* Problem statement *
Within the entries below, count the lines that hold the string "these" and give only that number.

* Data section *
::::::::

PR #6291, opened 2020-05-20
oci conmon: tell conmon to log container name

haircommander:
specifying `-n=ctr-name` tells conmon to log CONTAINER_NAME=name if the log driver is journald

add this, and a test!

also, refactor the args slice creation to not append() unnecessarily.

technically, this needs https://github.com/containers/conmon/pull/154, though the test is skipped anyway

### DIFF
--- a/test/e2e/logs_test.go
+++ b/test/e2e/logs_test.go
@@ -173,6 +173,24 @@ var _ = Describe("Podman logs", func() {
 		Expect(string(out)).To(ContainSubstring("alpine"))
 	})
 
+	It("podman journald logs for container name", func() {
+		Skip("need to verify images have correct packages for journald")
+		containerName := "inside-journal"
+		logc := podmanTest.Podman([]string{"run", "--log-driver", "journald", "-d", "--name", containerName, ALPINE, "sh", "-c", "echo podman; sleep 0.1; echo podman; sleep 0.1; echo podman"})
+		logc.WaitWithDefaultTimeout()
+		Expect(logc.ExitCode()).To(Equal(0))
+		cid := logc.OutputToString()
+
+		wait := podmanTest.Podman([]string{"wait", "-l"})
+		wait.WaitWithDefaultTimeout()
+		Expect(wait.ExitCode()).To(BeZero())
+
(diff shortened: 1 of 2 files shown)


test/e2e/logs_test.go
```diff
@@ -173,6 +173,24 @@ var _ = Describe("Podman logs", func() {
 		Expect(string(out)).To(ContainSubstring("alpine"))
 	})
 
+	It("podman journald logs for container name", func() {
+		Skip("need to verify images have correct packages for journald")
```
rhatdan, line 177: You test is always skipped?

rhatdan:
LGTM
other then the issue with skipping the test.

test/e2e/logs_test.go
haircommander: all of the logs tests are always skipped

haircommander: they're actually skipped in two different spots :smile:

haircommander:
all logs tests are skipped [here](https://github.com/containers/libpod/blob/a6700147a820da5662ebe114a89c644df4fe1845/test/e2e/logs_test.go#L22)
all journald tests are skipped [here](https://github.com/containers/libpod/blob/a6700147a820da5662ebe114a89c644df4fe1845/test/e2e/logs_test.go#L160)

I have a feeling fully enabling the test will be a bit more challenging than dropping these. do you two want me to address those here @rhatdan @vrothberg ?

vrothberg:
> all logs tests are skipped here

Only for remote though.

> I have a feeling fully enabling the test will be a bit more challenging than dropping these. do you two want me to address those here @rhatdan @vrothberg ?

If you have some cycles for that, it would be great. Adding disabled tests is not ideal.

haircommander:
I have about enough cycles to attempt to enable them, but I can't promise carrying through fixing the tests if they fail from v2/not having journalctl on the images

haircommander:
(also without https://github.com/containers/conmon/pull/154 the test will fail)

haircommander:
update: ci images do not have journald. I would like to enable the tests as a follow up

::::::::

* Solution to this exercise *
2